There are two kinds of chromatic aberration: longitudinal and lateral. Longitudinal chromatic aberration is a variation in location of the image plane with changes in wave lengths. It produces the image point surrounded by different colors which result in a blurred image in black-and-white pictures. Lateral chromatic aberration is a variation in image size or magnification with wave length. This aberration does not appear at axial image points but toward the surrounding area, proportional to the distance from the center of the image field. Stopping down the lens has only a limited effect on these aberrations.

Spherical aberration

Spherical aberration is caused because the lens is round and the film or image sensor is flat. Light entering the edge of the lens is more severely refracted than light entering the center of the lens. This results in a blurred image, and also causes flare (non-image forming internal reflections). Stopping down the lens minimizes spherical aberration and flare, but introduces diffraction.


Astigmatism in a lens causes a point in the subject to be reproduced as a line in the image. The effect becomes worse towards the corner of the image. Stopping down the lens has very little effect.


Coma in a lens causes a circular shape in the subject to be reproduced as an oval shape in the image. Stopping down the lens has almost no effect.

Curvature of field

Curvature of field is the inability of a lens to produce a flat image of a flat subject. The image is formed instead on a curved surface.
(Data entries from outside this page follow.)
PR #895, opened 2024-01-16
Time varying ability matrix

jdebacker:
This PR allows one to use an ability/labor productivity matrix that varies over time.  Changing the shape of the `e` parameter object from SxJ to TxSxJ.


run_examples/run_ogcore_example.py
```diff
@@ -73,6 +73,8 @@ def main():
     )
     # Update parameters for baseline from default json file
     p.update_specifications(og_spec)
+    # make e matrix 3D
```
rickecon, line 76: @jdebacker. Shouldn't we make the default e matrix 3-d in `default_parameters.json` lines 170-278? We should change the `number_dims` to 3 in line 177. And we should add one more set of brackets around the input `value` to make it a three dimensional nested list. Then we just need to code `parameters.py` to copy any two dimensional input down the t-dimension--as would be the case in the default specification. What do you think?

rickecon (approved):

rickecon:
@jdebacker. I deleted my `ogcore-dev` conda environment and reinstalled it in my clone of your branch. When I ran `run_ogcore_example.py` and got the following error:
```
(ogcore-dev) richardevans@Richards-MacBook-Pro-2 run_examples % python run_ogcore_example.py
Number of workers =  7
Traceback (most recent call last):
  File "/Users/richardevans/Docs/Economics/OSE/OG-Core/run_examples/run_ogcore_example.py", line 138, in <module>
    main()
  File "/Users/richardevans/Docs/Economics/OSE/OG-Core/run_examples/run_ogcore_example.py", line 77, in main
    p.e = np.tile(p.e.reshape(1, p.S, p.J), (p.T, 1, 1))
                  ^^^^^^^^^^^^^^^^^^^^^^^^
ValueError: cannot reshape array of size 224000 into shape (1,80,7)
```

run_examples/run_ogcore_example.py
jdebacker: @rickecon At some point, we might.  But my thought is to keep this "under the hood" for now.  If we change `default_parameters.json` then we need to update each country repo with the 3D `e`.  

Since we're not sure how many use cases there will be of this, I would say we leave `default_parameters.json` as is, then when one wants to update to a 3D `e`, they just do so outside of the `update_specfications` method (i.e., they just assign `p.e = new_array` with a `new_array` that is of shape `(p.T, p.S, p.J)`.

jdebacker:
@rickecon Noted about the example.  That was for some testing and should be taken out.  Will update.

rickecon (approved):

jdebacker:
All test we expect to pass on Python 3.11 pass locally.  The three failures are the `txfunc.py` functions whose results vary with the version on Python/SciPy used:

```
FAILED tests/test_txfunc.py::test_tax_func_estimate - assert False
========= 3 failed, 496 passed, 16819 warnings in 32781.69s (9:06:21) ==========
```

I was also able to run the `run_ogcore_example.py` script all the way through without issue.

I believe this PR is ready to merge.

rickecon:
LGTM. Thanks, @jdebacker.

PR #1981, opened 2026-07-10
test: add padding to zkc test

### LINKED ISSUE #1980: add padding in zkc tests
# Summary

The testing framework for legacy constraints included dedicated support for testing different levels of padding.  Specifically, it would run each test separately with `0 ... n` rows of padding on each module.  The purpose of this is, of course, to test that generated constraints still work correctly under padding.  **The purpose of this issue is to implement a similar system for ZkC**.

letypequividelespoubelles:


pkg/cmd/corset/check.go
```diff
@@ -150,8 +148,9 @@ type CheckConfig struct {
 	// Specifies whether to use Coverage testing and, if so, where to write the
 	// Coverage data.
 	Coverage util.Option[string]
-	// Specifies the range of Padding values to check
-	Padding util.Pair[uint, uint]
+	// Specifies whether to expand each module's length up to the next power of
```
DavePearce: Ok, you're making a very specific choice here.  It is not at all clear to me that this is a good choice, and that is why I did it differently before.  However, perhaps what we could do is to run the test two ways: once with a small number of padding levels (e.g. 0..5) and then also apply the "pad to power" test.

pkg/ir/trace_builder.go
```diff
@@ -49,12 +50,12 @@ type TraceBuilder[F field.Element[F]] struct {
...
 	// amount.
 	checks bool
-	// Determines the amount of padding to apply to each module in the trace.
-	// At the moment, this is applied uniformly across all modules.  This is
-	// somewhat cumbersome, and it would make sense to support different
-	// protocols.  For example, one obvious protocol is to expand a module's
-	// length upto a power-of-two.
-	padding uint
+	// Determines whether or not padding is applied to each module in the trace.
+	// When enabled, every module's length is expanded (with front padding
```
DavePearce: I suggest a sensible rewording is:

> When enabled, various padding checks are applied (e.g. expanding every module's length upto a power of two).

pkg/ir/trace_builder.go
```diff
@@ -116,8 +117,9 @@ func (tb TraceBuilder[F]) WithValidation(flag bool) TraceBuilder[F] {
 	return ntb
 }
 
-// WithPadding updates a given builder configuration to use a given amount of padding
-func (tb TraceBuilder[F]) WithPadding(padding uint) TraceBuilder[F] {
+// WithPadding updates a given builder configuration to control padding.  When
+// enabled, every module's length is expanded up to the next power of two.
+func (tb TraceBuilder[F]) WithPadding(padding bool) TraceBuilder[F] {
```
DavePearce: Yeah, this is definitely not what we want.  We must be able to specify precise padding values, but also ok support padding to power of 2.  Thinking about it, we need an interfacecalled something like: `PaddingPolicy` with a function like `DeterminePadding(module.Id, uint) uint` which, given a trace length and a module identifier, returns the amount of front padding to apply.  Then, we change to `WithPadding(PaddingPolicy)` and that then determines the padding each module gets.  This allows us to set different policies quite easily.

pkg/test/util/check_valid.go
```diff
@@ -64,6 +65,9 @@ type Config struct {
 	// enable quiet mode, which elides printf statements and calls to #[debug]
 	// functions during code generation.
 	quiet bool
+	// enable padding of the generated trace, expanding every module's length up
+	// to the next power of two.
+	addPadding bool
```
DavePearce: This also does not make complete sense to me.  Every test should be run for padding values e.g. `0,1,2` and also using the power-of-2 policy --- no exceptions.  I guess, if there are tests which currently fail when padding is enabled, then having a flag so those tests can disable padding (until we fix them in some later PR) make sense.  In which case, padding should be enabled by default.

pkg/test/util/check_valid.go
```diff
@@ -386,16 +398,16 @@ func bootAndCheckpoint[W vm.Word[W]](t *testing.T, program vm.Program[W], tc Tes
 	return program, checkpoints, outputs
 }
 
-func runConstraintTest(t *testing.T, p vm.Program[vm.Uint], test TestCase, cfg codegen.Config) {
+func runConstraintTest(t *testing.T, p vm.Program[vm.Uint], test TestCase, cfg codegen.Config, addPadding bool) {
```
DavePearce: Here, instead of accepting the `addPadding` boolean you could accept a `PaddingPolicy` object.

DavePearce (changes requested):
Ok, I understand what you are trying to do here, but I am not happy with the execution.  Minimum things we need: (1) testing a range of (small) fixed padding values (e.g. `0`,`1`,`2`) as well as for the "power-of-two" policy; (2) ability to specify fixed padding value on the command-line.  I have therefore suggested using a `PaddingPolicy` interface to provide the necessary flexibility to support these (and potentially other) padding modes.

pkg/ir/padding_strategy.go
```diff
@@ -0,0 +1,46 @@
+// Copyright Consensys Software Inc.
```
DavePearce, line 1: I guess this is the best place this for now, since it covers both legacy and zkc.

pkg/test/util/check_legacy.go
```diff
@@ -250,11 +252,16 @@ func checkTraces[F field.Element[F]](t *testing.T, test string, maxPadding uint,
 
 func checkTrace[F field.Element[F], C sc.Constraint[F]](t *testing.T, tf lt.TraceFile, id traceId,
 	schema sc.Schema[F, C], mapping module.LimbsMap) {
+	// Map the legacy padding toggle onto a padding strategy.
+	paddingStrategy := ir.NoPadding
+	if id.padding {
```
DavePearce, line 257: Its not exactly an improvement as you're not testing the existing strategy, just: nothing or the next power of two strategy.  I guess for legacy we don't care so much.

pkg/test/zkc_unit_test.go
```diff
@@ -1182,17 +1182,43 @@ func Test_ZkcUnit_RangeCheck_05(t *testing.T) {
...
-var STATIC_DEPTHS = []uint{codegen.DEFAULT_MAX_STATIC_DEPTH, 256}
+var STATIC_DEPTHS = []uint{256, 1 << 12}
+
+// ZKC_PADDING_STRATEGIES enumerates the padding strategies that every ZkC unit
+// test is exercised against (see checkZkcUnit).
+var ZKC_PADDING_STRATEGIES = []struct {
+	name     string
+	strategy ir.PaddingStrategy
+}{
+	{"no-padding", ir.NoPadding},
```
DavePearce: Well, its definitely an improvement.  But basically, in most cases, it will mean testing just `0` or `1` additional line of padding.

pkg/ir/trace_builder.go
```diff
@@ -326,14 +322,43 @@ func checkModuleHeights[F field.Element[F]](original []uint, defensive bool, tr
...
-		tr.Pad(i, padding*multiplier, 0)
+		var (
+			height     = tr.Module(i).Height()
+			multiplier = tr.Module(i).Name().Multiplier
+			logical    = height / multiplier
+			target     uint
+		)
+		//
+		switch strategy {
+		case SingleRowPadding:
```
DavePearce: Ok, so this is working ... but the implementation could be much better.  Basically, to add a new strategy, we have to update the `padding_strategy.go` file and also this code.  It would be much nicer to just have to update `padding_strategy.go`.  You can do this quite easily by changing `PaddingStrategy` to have a type like this: `type PaddingStrategy func(height, multiplier uint) uint`.  Then `PADDING_STRATEGIES` is still a `map[string]PaddingStrategy` but, instead of putting constants into it, you put functions.

DavePearce (dismissed):
Ok, basically it looks fine.  But actually the way you handle the strategies could be improved a lot using either lambda functions or interfaces.  I guess lambda functions is the easiest.

pkg/ir/trace_builder.go
DavePearce: Also, it would be good to know, for the given test suite we have, how often `target = util_math.NextPowerOfTwo(logical) * multiplier` returns a `target` where `target != height`.  Because I guess it will be quite often, and maybe testing `1` and `2` would make sense over `0` and `1` (unsure).

DavePearce (dismissed):
LGTM

DavePearce (approved):
LGTM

If the center of the image is in focus, the edges are out of focus and vice versa. Stopping down the lens has a limited effect.


Distortion is the inability of a lens to capture lines as straight across the entire image area. Barrel distortion causes straight lines at the edges of the frame to bow toward the center of the image, producing a barrel shape. Pincushion distortion causes straight lines at the edges of the frame to curve in toward the lens axis. Distortion, whether barrel or pincushion type, is caused by differences in magnification; stopping down the lens has no effect at all.

The term "distortion" is also sometimes used instead of the term "aberration". In this case, other types of optical aberrations may also be meant, not necessarily geometric distortion.


Classically, light is thought of as always traveling in straight lines, but in reality, light waves tend to bend around nearby barriers, spreading out in the process. This phenomenon is known as diffraction and occurs when a light wave passes by a corner or through an opening. Diffraction plays a paramount role in limiting the resolving power of any lens.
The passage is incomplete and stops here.